Topological and geometrical properties of plasma waves

Abstract

Geometry and topology are two different but closely related concepts in mathematical physics. Geometry is concerned with local differential properties, such as curvatures, while topology is often used to study global properties, such as the number of holes in an object. This thesis demonstrates how geometry and topology manifest themselves in the study of linear waves in plasma. The fundamental objects are the waves' polarization vector and associated Berry curvatures. The integral of Berry curvatures over a closed parameter space yields a topological index called the Chern number.
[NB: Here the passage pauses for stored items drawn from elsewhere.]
PR #16181, opened 2026-07-02
[WOOMOB-3390] Revert order-status CIAB gating

AdamGrzybkowski:
### Description

Fixes WOOMOB-3390

Sub-task of the CIAB ("Commerce In A Box") retirement on Android. On CIAB sites, order statuses are currently gated in two ways: the full status list is collapsed into a single "Open" status, statuses are shown read-only (non-editable), and status filters are grouped/remapped. This PR reverts that gating so **order statuses behave the same on every site** — full editable status list, no "Open" collapsing — and removes the now-unused order-status CIAB machinery entirely.

**Stacked PR:** this targets `issue/WOOMOB-3387-revert-ipp-gating` (the IPP-gating revert), not `trunk`. It should merge after that base. It is otherwise independent and safe to ship on its own.

What changed:

- **Editing gate removed (always editable).** `OrderDetailFragment`, `OrderCreateEditFormFragment`, and `OrderListFragment` no longer branch on `CIABAffectedFeature.OrderStatusEditing`; the status view is always `Mode.OrderEdit` and multi-select is always enabled. The `ciabSiteGateKeeper` field was dropped from these fragments (it was used only for this gate).
- **Status-mapper routing removed.** Every `CIABOrderStatusMapper` transform call (`mapOrderStatus`, `mapOrderStatusOptionsList`, `mapFilterOptions`, `resolveFilterKeys`) was inlined to use the input unchanged, and the injected `ciabOrderStatusMapper` was removed from `OrderListViewModel`, `OrderDetailViewModel`, `OrderCreateEditViewModel`, `DashboardOrdersViewModel`, `GetOrderStatusFilterOptions`, `GetWCOrderListDescriptorWithFilters`, and `GetWCOrderListDescriptorWithFiltersBySiteId`.
- **`CIABOrderStatusMapper` deleted.** With all transform callers inlined, the class and its remaining static `OPEN_KEY` references became dead. Removed the class + its test, the three now-dead "Open"-status display branches (`OrderStatusTag`, `AiAssistantOrderCardRenderer`, and the `DashboardOrdersViewModel` status-color helper — a custom "open" status now falls through to the default color like any other custom status), and the now-unused `ciab_order_status_open` source string. (Translated copies are GlotPress-managed and cleaned up by the translation sync.)
- **Enum cleanup.** Removed the now-unused `OrderStatusEditing` value from `CIABAffectedFeature` (mirrors the base branch removing `InPersonPayments`).
- **Tests.** Dropped the `ciabOrderStatusMapper` mock wiring from the four affected ViewModel tests (they already stubbed it as identity, so behavior is unchanged) and removed the CIAB "open"-status color test from `AiAssistantOrderCardRendererTest`. Kept the `ciabSiteGateKeeper` mock in `OrderDetailViewModelTest` (still used for the unrelated "is CIAB -> fetch fulfillments" logic).

### Test Steps

1. Open the **Order list** — the status filter shows the full set of statuses (Processing, Pending, On hold, Completed, Failed, etc.), not a single "Open" status.
2. Long-press an order in the list — multi-select is available.
3. Open an **order's details** — tap the order status; the status is editable (opens the status picker) rather than read-only, and shows the real underlying status.
4. **Create/edit an order** — in edit mode the order status is editable.
5. Open the **dashboard Orders card** — order rows show their real statuses/colors and the status filter uses the full status list.

### Images/gif

N/A


dangermattic:
<table>
  <thead>
    <tr>
      <th width="50"></th>
          1 Warning
      </th>
     </tr>
  </thead>
  <tbody>
    <tr>
      <td>:warning:</td>
    </tr>
  </tbody>
</table>

</p>

WooCommerce/src/main/kotlin/com/woocommerce/android/ui/orders/details/OrderDetailFragment.kt
```diff
@@ -241,12 +236,7 @@ class OrderDetailFragment :
         setupResultHandlers(viewModel)
         setupOrdersCommunicationObservers(communicationViewModel)
 
-        val statusMode = if (ciabSiteGateKeeper.isFeatureSupported(CIABAffectedFeature.OrderStatusEditing)) {
-            Mode.OrderEdit
-        } else {
-            Mode.ReadOnly
```
irfano, line 247: `Mode.ReadOnly` was added in 41d09b30238 only for this CIAB gate, and this PR removes its last consumers. After this change nothing uses `ReadOnly`, so the value and its `when` branch in `OrderDetailOrderStatusView` are dead, and with a single remaining value the `mode` param itself becomes meaningless. Can we remove the mechanism too?

WooCommerce/src/main/kotlin/com/woocommerce/android/ui/aiassistant/AiAssistantOrderCardRenderer.kt
```diff
@@ -85,10 +84,6 @@ private fun resolveOrderStatusColor(status: String): Int =
         is Order.Status.Completed -> R.color.tag_bg_completed
         is Order.Status.Failed -> R.color.tag_bg_failed
         is Order.Status.OnHold -> R.color.tag_bg_on_hold
-        is Order.Status.Custom -> if (status == CIABOrderStatusMapper.OPEN_KEY) {
-            R.color.tag_bg_processing
-        } else {
-            R.color.tag_bg_other
-        }
+        is Order.Status.Custom -> R.color.tag_bg_other
```
irfano: This arm is now identical to the `else` below it. It was introduced CIAB-aware in f1e125e8376, and this PR already folds the equivalent arm into `else` in `DashboardOrdersViewModel`. Can we do the same here?

irfano (changes requested):

irfano (approved):
LGTM! 👍🏻 Thanks for the changes.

Topological surface plasma waves can be found when two sides of the surface have different Chern numbers, which can be rigorously proved from an index theorem connecting the Chern numbers and the number of spectral flows. The topological surface waves in cold plasma and Hall magnetohydrodynamics are investigated. As topological waves, they possess the so-called topological robustness, i.e., they are unidirectional and free of scattering and reflection. The dispersion and propagation of the topological surface waves are analyzed and benchmarked numerically. When a quasi-monochromatic electromagnetic wave packet propagates in non-uniform plasmas, the wave's polarization changes over time and, therefore, picks up a geometric phase. As the gradient of the wave phase, the local wave vector is modified accordingly, and as a result, so is the group velocity. This causes additional bending of the ray trajectory. An electron-cyclotron wave beam in a typical toroidal fusion plasma can deviate by as much as ten wavelengths (0.1 m) in the poloidal direction relative to the lowest-order ray trajectory. This is a geometrical effect called the spin Hall effect of waves.